(WHAT IS REQUIRED) Every single entry that follows must be copied exactly.

==== INFORMATION SHOWN ====

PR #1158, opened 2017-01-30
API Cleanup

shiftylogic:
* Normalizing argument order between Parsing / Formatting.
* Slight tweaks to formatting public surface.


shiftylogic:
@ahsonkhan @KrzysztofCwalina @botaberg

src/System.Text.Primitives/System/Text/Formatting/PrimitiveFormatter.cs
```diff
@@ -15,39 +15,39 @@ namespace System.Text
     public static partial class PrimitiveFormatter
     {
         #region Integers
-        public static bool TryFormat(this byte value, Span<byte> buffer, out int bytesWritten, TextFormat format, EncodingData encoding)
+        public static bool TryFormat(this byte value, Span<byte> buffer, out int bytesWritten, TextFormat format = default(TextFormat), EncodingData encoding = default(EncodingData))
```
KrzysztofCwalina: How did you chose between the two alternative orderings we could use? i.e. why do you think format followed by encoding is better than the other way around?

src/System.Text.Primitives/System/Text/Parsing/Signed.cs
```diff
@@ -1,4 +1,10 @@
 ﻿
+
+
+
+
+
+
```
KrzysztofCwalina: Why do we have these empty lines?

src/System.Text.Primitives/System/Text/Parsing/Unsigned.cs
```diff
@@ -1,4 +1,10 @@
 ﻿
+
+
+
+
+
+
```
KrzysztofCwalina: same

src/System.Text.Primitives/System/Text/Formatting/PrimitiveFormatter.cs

====

(SOLUTION BELOW)
PR #1158, opened 2017-01-30
API Cleanup

shiftylogic:
* Normalizing argument order between Parsing / Formatting.
* Slight tweaks to formatting public surface.


shiftylogic:
@ahsonkhan @KrzysztofCwalina @botaberg

src/System.Text.Primitives/System/Text/Formatting/PrimitiveFormatter.cs
```diff
@@ -15,39 +15,39 @@ namespace System.Text
     public static partial class PrimitiveFormatter
     {
         #region Integers
-        public static bool TryFormat(this byte value, Span<byte> buffer, out int bytesWritten, TextFormat format, EncodingData encoding)
+        public static bool TryFormat(this byte value, Span<byte> buffer, out int bytesWritten, TextFormat format = default(TextFormat), EncodingData encoding = default(EncodingData))
```
KrzysztofCwalina: How did you chose between the two alternative orderings we could use? i.e. why do you think format followed by encoding is better than the other way around?

src/System.Text.Primitives/System/Text/Parsing/Signed.cs
```diff
@@ -1,4 +1,10 @@
 ﻿
+
+
+
+
+
+
```
KrzysztofCwalina: Why do we have these empty lines?

src/System.Text.Primitives/System/Text/Parsing/Unsigned.cs
```diff
@@ -1,4 +1,10 @@
 ﻿
+
+
+
+
+
+
```
KrzysztofCwalina: same

src/System.Text.Primitives/System/Text/Formatting/PrimitiveFormatter.cs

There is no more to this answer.